The thing is I see monjji anchar and I immediately picture two big stoneware jars sunning in the dabb off my grandfather’s first floor room in our house in Srinagar. One contained, no prizes for guessing, monjji anchar. The other held onions pickled in exactly the same manner. My aunt would leave the jars there till the pickle was mature. Once ready, the pickles were likely moved downstairs into the kitchen. But I wouldn’t know anything about that. I only know about their time in the balcony in the summer sun. Picture me and my younger sister, idle summer days, a sunny balcony, and jars of pickle in that balcony. We would dip our hands into the jar and eat the crunchy, mildly spiced onions and watch the world go by on the street below. Pickles are addictive; you can’t eat one piece and say, “Enough!” We would lick our fingers “clean” and reach back into the jar for more! I still wonder how we never got a yelling, or whether the pickle – what was left of it – ever spoiled. Maybe it did and my aunt just blamed it on her poor pickling skills! A very fond memory indeed.
All these memories came flooding back last week with one look at the giant kollrabi that Dad had just pulled out of his patch. I knew I needed to pickle me some. Just one was enough since those babies weighed in at over a kilo each! Last year I pickled just the stout stem-ends of the leaves and was pretty pleased with the results. The last few remaining pieces are still crunchy. This Sunday I made the pickle again, this time using the entire kohlrabi.
As an ode to that onion pickle of my childhood, I added in a couple of onions – purists may leave them out. Here’s the recipe.
Top L – this year’s batch: Top R – last year’s batch with just the stem-ends and onions, and Bottom – the conventional batch from the year before that.
1 kilo (about 2 lbs) kohlrabi, greens and all
2 red onions, peeled and sliced thick (optional)
15-20gms whole coriander seeds
25gms rai seeds (a variety of mustard with tiny seeds used primarily for pickling in N India)
20gms Kashmiri chilli (cayenne) powder
10gms hot chilli powder (Rajasthani or Guntur chillies)
250ml mustard oil
1/4 tsp hing
To prepare the kohlrani take a thick slice off the top with the greens attached.
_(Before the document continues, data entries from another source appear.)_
PR #1005, opened 2021-12-29
Use correct casing of `dandi` in download instructions

### LINKED ISSUE #957: Web interface listing invalid download commands for specific versions
If one views the page on gui.dandiarchive.org for a Dandiset with one or more published versions (e.g., https://gui.dandiarchive.org/#/dandiset/000023), clicks on the "Download" button, selects "Download a different version", selects "Other version" and then any non-draft version, a command like the following is then displayed:

    dandi download DANDI:000023/0.210914.1900

However, this command will not work, as the client attempts to resolve `DANDI:*` resource identifiers by prepending `https://identifiers.org/` to them, and https://identifiers.org/DANDI:000023/0.210914.1900 does not exist.

EDIT: [According to @satra](https://github.com/dandi/helpdesk/issues/37#issuecomment-962037772), the identifiers.org URL is invalid due to a bug on their end, and it becomes valid by lowercasing "DANDI:".

waxlamp:
Fixes #957.

(@satra, @jwodder: is this the correct fix?)


satra:
this would be the fix. but identifiers.org has fixed resolving both upper and lowercase. so in that sense the original issue is a non-issue. i don't know which one would break in the future.

waxlamp:
> this would be the fix. but identifiers.org has fixed resolving both upper and lowercase. so in that sense the original issue is a non-issue. i don't know which one would break in the future.

I would be fine with abandoning this PR, as long as we also close the linked issue. Let me know if that's ok, @satra.

Issue #1008, opened 2022-01-03
Finish typescript refactor


mvandenburgh:
This supersedes #855 by outlining specifically what is left in terms of converting the existing codebase to typescript.

- [ ] Convert file browser component to typescript
- [ ] Convert "utility" js files (`router.js`, `migrate.js`, etc) to typescript
- [ ] Enable type checking in vue templates (#987)
  - This is blocked on converting the file browser component

(I had a TODO written down to file this a long time ago but I can't find an existing issue for it, I guess I never got around to it)

PR #1009, opened 2022-01-03
Convert outstanding .js files to typescript

mvandenburgh:
Partly addresses #1008.


mvandenburgh:
Netlify is reporting build failures for the deploy preview :thinking: .... I'll mark this as draft for now

src/rest.ts
```diff
@@ -6,19 +6,25 @@ import {
...
+
 // Ensure contains trailing slash
 const dandiApiRoot = process.env.VUE_APP_DANDI_API_ROOT.endsWith('/')
   ? process.env.VUE_APP_DANDI_API_ROOT
   : `${process.env.VUE_APP_DANDI_API_ROOT}/`;
 
 const client = axios.create({ baseURL: dandiApiRoot });
 
-let oauthClient: OAuthClient|null;
+let oauthClient: OAuthClient|null = null;
```
dchiquito, line 20:
```suggestion
let oauthClient?: OAuthClient = null;
```
I think this is the magic syntax

dchiquito (approved):

src/rest.ts
mvandenburgh: Unfortunately `| null` looks like the only way to do it. https://github.com/microsoft/TypeScript/issues/13321

mvandenburgh:
Marking this as draft - I need to transfer this over to the dandi-api repo

src/rest.ts
dchiquito: sad :'(

PR #8374, opened 2015-12-22
Smile

jbgledy:
Added Smile face


jbgledy:
I added a smile face.  Hope you like it.

PR #8470, opened 2016-01-02
Modify_css_width

NaWu-Dev:
Change the css width setting. Just for try. Thanks.


NaWu-Dev:
First try based on the tutorial. Is that possible to try this?

PR #8647, opened 2016-01-15
Make a simple change.

steerlink:


steerlink:
I want to delete steerlink:simple_text_edit

PR #8657, opened 2016-01-16
Changed 50px to 60px

BeeYean-PCC:


BeeYean-PCC:
changing pix from 50 to 60.

PR #8690, opened 2016-01-19
Made a simple change

patrickfust:
Made a very simple change, so I can try to create a pull-request


patrickfust:
Perhaps it should not be like that

PR #8742, opened 2016-01-22
#2158

usernamealreadyis:
verify #2158


usernamealreadyis:
close: #2158 
open: #8742

PR #8791, opened 2016-01-26
Update style.css

ZachCreates:
Added font color "blue" to p.


DrJid:
Can you make it royal blue instead? I heard that color makes you feel like a prince

Issue #374, opened 2023-09-13
Chatbot answers miss formatting


robvanderveer:
Chatbot answers seem to have some layout with bullets etc but we don't render it as bullets. Could we?

northdpole:
it would require us to trust whatever comes from google, given that xss via markdown is a valid attack pattern i'm not willing to do that  and I haven't managed to find a better way to do this yet

PR #384, opened 2023-09-17
make returned markdown both pretty and safe

northdpole:
while also providing decent syntax highlight

current bug: dompurify removes the code to be highlighted


northdpole:
closes #374 , thanks to Sam Stepanyan for the technical pointers

northdpole:
image

PR #447, opened 2023-11-13
Added SDK

stateandprove:
I've created an SDK for Open CRE API.


northdpole:
Thank you for the SDK contribution! We're going in a different direction with the MCP server (#1013) and the existing REST API. Closing with appreciation.

PR #467, opened 2024-01-07
Switch to new challenge search syntax

bkimminich:
Since v16.x the new Score Board with its generic `searchQuery=` parameter is available and the default in Juice Shop. While `challenge=` is still working as an alias for now, it will likely be removed in release v17.x. See here for new syntax: https://pwning.owasp-juice.shop/companion-guide/latest/part4/integration.html#_generating_links_to_juice_shop


northdpole (approved):
thanks @bkimminich !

Trim off the remaining leaves. Tail to remove the root end. Rinse the kohlrabi and the leaves to wash off dirt. Do not peel the kohlrabi. Cut the head into large dice (about 2x2x1 cm). If the leaves are very big, as mine were, snap them into half. Spread the prepped vegetables on a cotton towel and leave to dry in the shade for a day or overnight.
Lightly crush the coriander and mustard seeds in a pestle and mortar. Traditionally, they are left whole. Take all the spices and salt in a large non-reactive (glass or steel) vessel. Add mustard oil. Add the prepped kohlrabi and mix it well. Leave the mix for a few hours to allow the salt to draw some of the water out and create a spicy brine.
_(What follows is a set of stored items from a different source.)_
Issue #507, opened 2024-05-16
Make standard tags in explorer link directly to the right entry/entries for the CRE


robvanderveer:
The Explorer now shows buttons for the standards in rows. Currently that button takes you to the entire standard. Instead, please let it link to the deeplink (if available) to the content of that standard, for the CRE in that row. 
Sometimes these are multiple standards (like often with Capec): that could take the user to an OpenCRE page that shows the CRE and just filters on CAPEC. So then the user can choose which capec link to go to.

Am I correct in assigning this to you Diana? :)

dlicheva:
Thanks @robvanderveer , this should be done here: https://github.com/OWASP/OpenCRE/pull/513
Could you have a look to see if that's the right idea please?

PR #513, opened 2024-05-26
[507] UI-only: Link standard tags in /explorer directly to the right entries for the CRE

dlicheva:
[Ticket](https://github.com/OWASP/OpenCRE/issues/507)
This PR makes it so that the standards on the /explorer page now link to the filtered CRE page filtered by them.
For example:
1. A CRE has links to all of these standards: 
Screenshot from 2024-06-08 18-19-23
2. You click on NIST 
Screenshot from 2024-06-08 18-20-41
3. You get the CRE page showing the NIST sections that are related to that CRE: 
Screenshot from 2024-05-26 21-57-47

4. If the link is to an ungrouped standard and has an external link, you would be linked directly to that page:
Screenshot from 2024-06-08 18-20-00
Screenshot from 2024-06-08 18-20-22

### DIFF
--- a/application/frontend/src/components/FilterButton/FilterButton.tsx
+++ b/application/frontend/src/components/FilterButton/FilterButton.tsx
@@ -1,13 +1,8 @@
-import axios from 'axios';
-import React, { FunctionComponent, useEffect, useMemo, useState } from 'react';
-import { Link, useHistory } from 'react-router-dom';
+import React, { FunctionComponent, useState } from 'react';
+import { useHistory } from 'react-router-dom';
 import { Button } from 'semantic-ui-react';
 
-import { useEnvironment } from '../../hooks';
-import { Document, LinkedDocument } from '../../types';
-import { getDocumentDisplayName, groupLinksByType } from '../../utils';
-import { getApiEndpoint, getInternalUrl } from '../../utils/document';
-import { LoadingAndErrorIndicator } from '../LoadingAndErrorIndicator';
+import { Document } from '../../types';
 
 export interface FilterButton {
   document: Document;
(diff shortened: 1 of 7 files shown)


robvanderveer:
This is wonderful!
The idea was that if there is only one resource to jump straight to the hyperlink (if any) of that resource. So if there's only one ASVS entry then clicking the 'tag' will take the user to the ASVS page outside of OpenCRE. If that's not in place yet, no worry; it can always be a second step.

dlicheva:
Hi @robvanderveer, I can do that, but wouldn't it feel inconsistent to the user? e.g. some tags would lead to a CRE page and others would lead to an external page. Once users are out of the website it can be confusing to navigate back. 

Alternatively, if there is only one link, the tag can link to the content on OpenCRE.org? e.g. linking directly to https://opencre.org/node/standard/NIST%20800-53%20v5/section/CM-2%20BASELINE%20CONFIGURATION ? Then the user can navigate to the external resource, through a more obvious link.

What do you think?

dlicheva:
Thanks @robvanderveer, I see ! I think opening the deeper linked standard in a new tab as you suggest, would be the best approach :+1: 
This should be less confusing because openCRE.org/explorer is there for the user to return to, and they get a new tab with the content of the standard.

dlicheva:
Hi @robvanderveer , this is updated now, so if there is a link with a hyperlink and no siblings, you would get a new tab on click. Is this ok?:
[Screencast from 08-06-24 18:22:50.webm](https://github.com/OWASP/OpenCRE/assets/8710269/b7bf397b-51d7-4f55-b657-7d15b61a61d9)

robvanderveer:
Yup that looks amazing.

northdpole (approved):

Issue #514, opened 2024-06-11
Explorer is incomplete


robvanderveer:
opencre.com/explorer is missing a lot of branches, for example everything under input and output protection.
If adding those branches makes building the tree up slower, the build up probably will need to be optimized.

northdpole:
screenshot of the problem, data is there, but the presentation layer doesn't loop enough (should be recursion maybe?)
![image](https://github.com/OWASP/OpenCRE/assets/1583262/9f7bf5f4-2f31-4c52-ad0d-c960449387b3)

dlicheva:
Hi @northdpole ,
The data is in the dataStore (for the force graph), but is not returned by the api when calling the /root_cre endpoint. The explorer uses that endpoint and not the dataStore. I'll keep looking, but maybe you understand the back-end code better, so it's worth a look.
![Screenshot from 2024-06-22 18-13-56](https://github.com/OWASP/OpenCRE/assets/8710269/a0965c4c-ed61-4e56-a759-b2f62fe6a011)

Wassaf001:
Hey, what is the issue?

Can anyone explain, would love to work on it.

PR #519, opened 2024-06-27
Bugfix/514 🐛 Fix explorer incomplete

dlicheva:
This PR is a step further on the issue [here](https://github.com/OWASP/OpenCRE/issues/514), trying to fix the issue with the incomplete explorer.
My previous PR was only including one level of links once it reached the end of the root_cres response: https://github.com/OWASP/OpenCRE/pull/518

This PR includes the full tree.
However, the full tree doesn't fit into local storage, so the page loads really slowly.
It might be ok for a proof of concept, but requires further discussion.
Screenshot from 2024-06-27 15-40-11

If this is merged, you'll need to clear your application cache and refresh the page. Local storage lasts 2 days, so users who don't know this can see the new content in two days.


dlicheva:
I'll use the change here to get the CREs all at once from the API: https://github.com/OWASP/OpenCRE/pull/541

PR #521, opened 2024-07-06
design for my opencre

northdpole:


robvanderveer (approved):
The story is correct but sends an unnecessary negative image of OpenCRE as if it was badly designed. Every platform stage has its own reasons and history. It is phrased as something that users cannot. Instead, we can phrase it as something that users want and for which we will build support.

It says data and policies. That should be data.

Export cre structure as CSV -> Export cre structure as mapping template to contribute mappings between the cre catalog and a standard in CSV format

Given a CSV describing a standard -> Given a CSV containing a standard with a requirement in each row

to suggest the nearest cre -> to match the nearest cre for every requirement in the standard and populate the mapping template

Given a CSV mapping cre to standard clauses, import the standard and calculate gap analysis.
->
Given a populated mapping template and a CSV containing a standard, import the standard and calculate gap analysis

Add:
* Document that the mapping template may be used to suggest changes in the OpenCRE catalog and how (name changes, moving items in the catalog, adding requirements, adding requirement categories. For now, these suggestions will be handled manually.

Please update the text in the further paragraphs in line with the above changes (I'm happy to do that myself)

By the way, it would be good to just commit this design so we can edit it. This review workflow is not ideal, right? If it is commited, I'll have a further look at details.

Transfer to a clean glass jar or ceramic crock. Press the vegetables down so that there is a layer of oil on top. This layer is what creates a seal and prevents the vegetables from coming in contact with oxygen. This anaerobic, acidic environment is the perfect medium for the good bacteria to thrive; the bad ones need oxygen. It is not necessary to keep the jar in the sun but warmer temperature will quicken the process. Too strong a sun will also soften the pickle. What you are after is a nice crunch that lasts.
Make sure to stir and mix the pickle once every day for a week. This will ensure the spices, and more importantly the salt, is evenly distributed which will bring fermentation to a halt. If you find the pickle is bubbling away add more salt to create a concentrated brine that will stop all bacteria in their track. Yes, Indian pickles are primarily salt-cured, with only a little fermentation at the start to bring in some acid for a good tang. [If you’d like to make a low-salt pickle you may want to refrigerate it.] Let the pickle cure for 2-4 weeks and enjoy. It pairs beautifully with khichdi.
Variations: Use cauliflower (broken into large florets) or sliced onions instead of kohlrabi.